'''

PR #213, opened 2023-07-05
Fallback to the default device during `bitsandbytes` layer init

shadeMe:
## Description

Currently, we error out if the user attempts to use `bitsandbytes` quantization without having [our fork](https://github.com/shadeMe/bitsandbytes/tree/linear-layer-device) of the library installed. This PR removes that restriction at the expense of some extra memory usage.

### Types of change

Enhancement

## Checklist

### DIFF
--- a/README.md
+++ b/README.md
@@ -46,5 +46,6 @@ pip install curated-transformers
 to build the library from source by cloning the [following branch](https://github.com/shadeMe/bitsandbytes/tree/linear-layer-device) of our fork. Installation instructions
 can be found [here](https://github.com/shadeMe/bitsandbytes/blob/linear-layer-device/compile_from_source.md).
 
-Users can still use the quantization feature without building the `bitsandbytes` library from our fork. However, they may encounter increased memory usage during the model
-initialization phase. The extra memory will be freed once the model has been successfully quantized.
+Users can still use the quantization feature without building the `bitsandbytes` library from our fork. However, this will result in increased CPU memory usage during the model
+initialization phase. The extra overhead amounts to about 2x the memory required for each model parameter, but this value is not cumulative as parameters are deserialized one-by-one.
+GPU memory usage remains unaffected.
--- a/README.md
+++ b/README.md
@@ -42,6 +42,9 @@ pip install curated-transformers
 
 ### Installation
 
-Since `curated-transformers` requires functionality that isn't currently present in `bitsandbytes` (as of `v0.39.0`), one needs to install the library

'''

PROMPT →
Check every line of the records above for the string "initialization". Copy those that hold it.

SOLUTION BELOW →
-initialization phase. The extra memory will be freed once the model has been successfully quantized.
+initialization phase. The extra overhead amounts to about 2x the memory required for each model parameter, but this value is not cumulative as parameters are deserialized one-by-one.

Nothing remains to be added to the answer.